All lines from the one containing "Fixed missing text" through the final line of the entries are to be written out verbatim; no other line is to be included.

*** Opening Data under study ***

PR #577, opened 2025-07-10
Truncate Per App Volume Labels if exceeding a certain (hardcoded, but could also be configurable) length.

Energy0120:
As title says.
It can be paired with the css property min-width while styiling to also adjust shorter names and align volume controllers of any name.

Before:
image

After:
image
(For context i set 100px as the min width to align shorter labels as well)
image

The implementation of max-width and overflow css properties would make this patch not necessary to achieve the same result.

### DIFF
--- a/src/controlCenter/widgets/volume/sinkInputRow.vala
+++ b/src/controlCenter/widgets/volume/sinkInputRow.vala
@@ -56,7 +56,11 @@ namespace SwayNotificationCenter.Widgets {
             }
 
             if (show_per_app_label) {
-                label.set_text (this.sink_input.name);
+                if (this.sink_input.name.length >=10) {
+                    label.set_text(this.sink_input.name.substring(0, 7).concat("...")); 
+                } else {
+                    label.set_text (this.sink_input.name);
+                }
             }
 
             scale.set_value (sink_input.volume);


src/controlCenter/widgets/volume/sinkInputRow.vala
```diff
@@ -56,7 +56,11 @@ namespace SwayNotificationCenter.Widgets {
             }
 
             if (show_per_app_label) {
-                label.set_text (this.sink_input.name);
+                if (this.sink_input.name.length >=10) {
+                    label.set_text(this.sink_input.name.substring(0, 7).concat("...")); 
+                } else {
+                    label.set_text (this.sink_input.name);
+                }
```
ErikReider, line 63: This can be done internally through GTK with:
```vala
label.set_wrap (false);
label.set_single_line_mode (true);
label.set_width_chars (CONFIG_VARIABLE_HERE);
label.set_ellipsize (Pango.EllipsizeMode.END);
```

I'd also like it to be a config option, something like `"show-per-app-label-length": -1` where if the value is below 1, it becomes -1 (tells GTK to calculate the length automatically)

ErikReider (changes requested):

PR #594, opened 2025-07-15
Fixed missing text color on the notification action button

bchmnn:
I noticed that the `--text-color` var is not applied to the notification action buttons. Hence, this PR fixes this issue.

Before:
image

After:
image


ErikReider (approved):
Thanks!

PR #602, opened 2025-07-16
feat: Choose outputs by name

VAWVAW:
#579 added the ability to choose output by connector name. On my system the connector naming isn't always consistent so I would like to refer to monitors by name.

This PR allows to use `"<manufacturer> <model>"` instead of the plug name. This is almost the same output as `swaymsg -t get_outputs` (minus some extra identifier sway shows). Maybe we could also add a `swaync-client --list-outputs` but I'm not sure how to do this.


ErikReider (approved):
Thanks! :)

*** Closing Data under study ***

> _Response to this task_
Fixed missing text color on the notification action button

bchmnn:
I noticed that the `--text-color` var is not applied to the notification action buttons. Hence, this PR fixes this issue.

Before:
image

After:
image


ErikReider (approved):
Thanks!

PR #602, opened 2025-07-16
feat: Choose outputs by name

VAWVAW:
#579 added the ability to choose output by connector name. On my system the connector naming isn't always consistent so I would like to refer to monitors by name.

This PR allows to use `"<manufacturer> <model>"` instead of the plug name. This is almost the same output as `swaymsg -t get_outputs` (minus some extra identifier sway shows). Maybe we could also add a `swaync-client --list-outputs` but I'm not sure how to do this.


ErikReider (approved):
Thanks! :)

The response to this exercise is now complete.